The water question is becoming the binding constraint that power was a decade ago. Malaysia’s National Water Services Commission tracks water demand growth across Selangor and Johor that already strains the existing reservoir and distribution network. KL1’s rainwater capture is one operator’s answer; other operators are looking at closed-loop water recycling, seawater cooling for coastal sites in Johor, and direct-to-chip liquid cooling that uses less water but more sophisticated hardware. The next phase of Malaysian data centre permitting, signalled by the announcement of a single licensing authority covering data centre approvals, will incorporate water sustainability criteria more explicitly than power consumption. Operators that did not engineer for water from the design stage will face a slower approval cycle than operators that did.

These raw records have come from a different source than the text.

PR #2490, opened 2026-04-25
GROOVY-11965: groovydoc incorrectly includes members declared inside …

daniellansun:
…anonymous Java class bodies in the generated documentation of the enclosing class

https://issues.apache.org/jira/browse/GROOVY-11965


paulk-asert (approved):
+1

PR #2495, opened 2026-04-27
GROOVY-11968: SC: trait static field access generates invalid bytecod…

paulk-asert:
…e under indy=false (GROOVY-11907 follow-up)

https://issues.apache.org/jira/browse/GROOVY-11968

### DIFF
--- a/src/main/java/org/codehaus/groovy/classgen/asm/sc/StaticTypesWriterController.java
+++ b/src/main/java/org/codehaus/groovy/classgen/asm/sc/StaticTypesWriterController.java
@@ -19,9 +19,15 @@
 package org.codehaus.groovy.classgen.asm.sc;
 
 import org.codehaus.groovy.ast.ClassNode;
+import org.codehaus.groovy.ast.CodeVisitorSupport;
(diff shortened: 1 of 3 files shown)


src/main/java/org/codehaus/groovy/classgen/asm/sc/StaticTypesWriterController.java
```diff
@@ -87,15 +94,77 @@ public void init(final AsmClassGenerator asmClassGenerator, final GeneratorConte
...
+            super.visitAttributeExpression(expression);
+        }
+
+        @Override
+        public void visitVariableExpression(final VariableExpression expression) {
+            if (mark(expression)) return;
+            super.visitVariableExpression(expression);
+        }
+
+        private boolean mark(final Expression e) {
```
blackdrag: not wanting to nitpick, but mark is something you do. This is a check. isMakedDynamic or something like that would express the intend of the method better

paulk-asert: changed to isMarked

PR #2496, opened 2026-04-28
GROOVY-11022: StackOverflowError when having parameterized function w…

paulk-asert:
…ith recursive bounds

This is the fix recommended for GROOVY_5_0_X

### DIFF
--- a/src/main/java/org/codehaus/groovy/transform/stc/StaticTypeCheckingSupport.java
+++ b/src/main/java/org/codehaus/groovy/transform/stc/StaticTypeCheckingSupport.java
@@ -55,11 +55,13 @@ import org.codehaus.groovy.tools.GroovyClass;
 import org.codehaus.groovy.transform.trait.Traits;
 import org.objectweb.asm.Opcodes;
 
+import java.util.ArrayDeque;
 import java.util.ArrayList;
 import java.util.Arrays;
 import java.util.Collection;
 import java.util.Collections;
 import java.util.Comparator;
+import java.util.Deque;
 import java.util.HashMap;
 import java.util.HashSet;
 import java.util.LinkedHashMap;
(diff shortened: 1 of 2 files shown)


src/main/java/org/codehaus/groovy/transform/stc/StaticTypeCheckingSupport.java
```diff
@@ -1769,6 +1771,9 @@ static GenericsType[] getGenericsWithoutArray(final ClassNode type) {
         return type.getGenericsTypes();
     }
 
+    private static final ThreadLocal<Deque<GenericsTypeName>> EXPANDING_BOUNDS =
+            ThreadLocal.withInitial(ArrayDeque::new);
```
blackdrag, line 1775: I am very critical to using a ThreadLocal. At the very least there should be a description of why this has to be ThreadLocal

src/main/java/org/codehaus/groovy/transform/stc/StaticTypeCheckingSupport.java
```diff
@@ -1789,9 +1794,22 @@ private static GenericsType applyGenericsContext(final Map<GenericsTypeName, Gen
...
+                // bound (e.g. `<K extends Comparable<? super K>>`)
+                Deque<GenericsTypeName> expanding = EXPANDING_BOUNDS.get();
+                if (expanding.contains(name)) return gt;
+                expanding.push(name);
+                try {
+                    GenericsType newGT = new GenericsType(type, applyGenericsContext(spec, gt.getUpperBounds()), applyGenericsContext(spec, gt.getLowerBound()));
+                    newGT.setPlaceholder(true);
+                    return newGT;
+                } finally {
+                    expanding.pop();
```
blackdrag, line 1808: so we push to expanding and then pop from expanding. That means we remove the entry we just added, even in the case of line 1806, with the return. Why is it then not always empty again? Ah, because of the recursive call applyGenericsContext(spec, gt.getLowerBound()). But why does it have to be a ThreadLocal then? I would prefere going for a breaking change here nstead of using ThreadLocal

paulk-asert:
Abandoned, instead the slightly larger solution for master will be back-ported.

PR #2499, opened 2026-04-28
GROOVY-11970: Provide support for compound assignment operator overlo…

paulk-asert:
…ading (GEP-15)

### DIFF
--- a/src/main/java/org/codehaus/groovy/runtime/ScriptBytecodeAdapter.java
+++ b/src/main/java/org/codehaus/groovy/runtime/ScriptBytecodeAdapter.java
@@ -998,4 +998,24 @@ public class ScriptBytecodeAdapter {
             throw unwrap(gre);
         }
     }
+
+    /**
+     * GEP-15: dispatcher for compound-assignment operators in dynamic Groovy.
+     * If {@code receiver} responds to {@code assignName} with the supplied argument,
+     * invoke it and return {@code receiver} (so the caller's STORE assigns the same
+     * reference back, leaving the in-place mutation visible). Otherwise fall back to
+     * {@code baseName} and return its result for the caller to assign.
+     */
+    public static Object compoundAssign(final Object receiver, final Object arg,
+                                        final String assignName, final String baseName) throws Throwable {
+        if (receiver != null) {
+            MetaClass mc = InvokerHelper.getMetaClass(receiver);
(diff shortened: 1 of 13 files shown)


src/main/java/org/codehaus/groovy/runtime/ScriptBytecodeAdapter.java
```diff
@@ -998,4 +998,34 @@ public static Object bitwiseNegate(final Object value) throws Throwable {
...
+    public static Object compoundAssign(final Object receiver, final Object arg,
+                                        final String assignName, final String baseName) throws Throwable {
+        if (receiver != null) {
+            MetaClass mc = InvokerHelper.getMetaClass(receiver);
+            if (!mc.respondsTo(receiver, assignName, new Object[]{arg}).isEmpty()) {
+                mc.invokeMethod(receiver, assignName, arg);
+                return receiver;
+            }
+        }
+        return InvokerHelper.invokeMethod(receiver, baseName, arg);
```
blackdrag: SCB already has methods for invocation, why not use those?

src/main/java/org/codehaus/groovy/runtime/ScriptBytecodeAdapter.java
```diff
@@ -998,4 +998,34 @@ public static Object bitwiseNegate(final Object value) throws Throwable {
...
+
+    /**
+     * GEP-15: helper for {@code @OperatorRename(plusAssign="...")} expression rewrites.
+     * The user's renamed name is authoritative (no fallback), and the expression value of
+     * {@code x op= y} is the (mutated) {@code x}, not the called method's return value.
+     */
+    public static Object invokeRenamedCompoundAssign(final Object receiver, final Object arg,
+                                                     final String name) throws Throwable {
+        InvokerHelper.invokeMethod(receiver, name, arg);
+        return receiver;
```
blackdrag: why not use a normal method call for this then? I don't see why we need an extra method in SCB for this

src/main/java/org/codehaus/groovy/runtime/ScriptBytecodeAdapter.java
paulk-asert: fixed

src/main/java/org/codehaus/groovy/runtime/ScriptBytecodeAdapter.java
paulk-asert: reworked this

PR #2500, opened 2026-04-29
GEP-21: Broadening AST transform awareness under joint compilation (i…

paulk-asert:
…nitial spike for Shape C)

### DIFF
--- a/src/main/java/org/codehaus/groovy/transform/ASTTransformationVisitor.java
+++ b/src/main/java/org/codehaus/groovy/transform/ASTTransformationVisitor.java
@@ -93,6 +93,22 @@ public final class ASTTransformationVisitor extends ClassCodeVisitorSupport {
         this.context = context;
     }
 
+    /**
+     * Returns a primary class node operation that invokes any AST transformations
+     * registered for {@code phase} on each class. Intended for callers that need
+     * to drive transform invocation outside the standard phase wiring (for example,
+     * {@code JavaAwareCompilationUnit} runs CONVERSION-phase transforms before the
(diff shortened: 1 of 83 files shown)


src/main/java/org/codehaus/groovy/transform/ASTTransformationVisitor.java
```diff
@@ -93,6 +93,22 @@ private ASTTransformationVisitor(final CompilePhase phase, final ASTTransformati
...
 
+    /**
+     * Returns a primary class node operation that invokes any AST transformations
+     * registered for {@code phase} on each class. Intended for callers that need
+     * to drive transform invocation outside the standard phase wiring (for example,
+     * {@code JavaAwareCompilationUnit} runs CONVERSION-phase transforms before the
+     * stub generator emits stubs — see GEP-21).
+     */
+    public static org.codehaus.groovy.control.CompilationUnit.IPrimaryClassNodeOperation
+            invocationOperation(final CompilePhase phase, final ASTTransformationsContext context) {
```
blackdrag, line 104: concept wise I am not so happy with using IPrimaryClassNodeOperation here. It is more of an internal interface of CompilationUnit, it should not be used directly outside really.

paulk-asert: I have changed this - please check if the new approach seems okay to you. I renamed the branch and it looks like GitHub doesn't let you keep that in the same PR. So please check the other PR.

paulk-asert:
This is now in:
https://github.com/apache/groovy/pull/2503

PR #2503, opened 2026-04-30
GROOVY-11976: stub generation should better account for the shape tha…

paulk-asert:
…t will exist after later transforms run when known


daniellansun:
+1

PR #2511, opened 2026-05-04
GROOVY-11987: groovydoc CLI fails with "Unsupported Java Version: fal…

paulk-asert:
…se" when --javaVersion omitted


daniellansun:
Merged. Thanks.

The geopolitical question follows. Where physical AI workloads land changes how regional data sovereignty is structured. Singapore has held the position of Southeast Asia’s primary inferencing and training hub since the late 2010s. The Klang Valley and Iskandar concentration is absorbing the growth tier of customers that no longer fit inside Singapore’s land and water budget. Singapore retains the high-end mandate; Malaysia takes the spillover. Malaysian Digital Authority licensing, Malaysian Communications and Multimedia Commission oversight, and Malaysian Personal Data Protection Act compliance now bind a meaningful share of Southeast Asia’s AI workload stack.
For a regional infrastructure planner, the question is what comes after the current pipeline. If 143 projects worth RM144.4 billion (about US$33 billion) have already been approved, and if the next phase of permitting weighs water sustainability heavily, the operators that built first will hold the operational advantage longer than the operators that arrive in the next 24 months. Singapore’s spillover to Johor is already visible in cross-border power and water arrangements. Two adjacent geographies are positioning to compete for the next wave of regional data centre capacity. Vietnam’s central provinces (Da Nang and Quang Nam in particular) offer cheap hydropower and proximity to a growing domestic AI market. Indonesia’s Riau Islands, immediately south of Singapore, offer geographic adjacency to Singapore’s cable landing infrastructure and lower land costs than Johor. Whether either jurisdiction can match Malaysia’s permitting speed and Tier IV-grade engineering depth will define the second half of this build-out cycle.
The headline number in Malaysia’s data centre boom is the megawatts. The number that will decide the next phase is the cubic metres.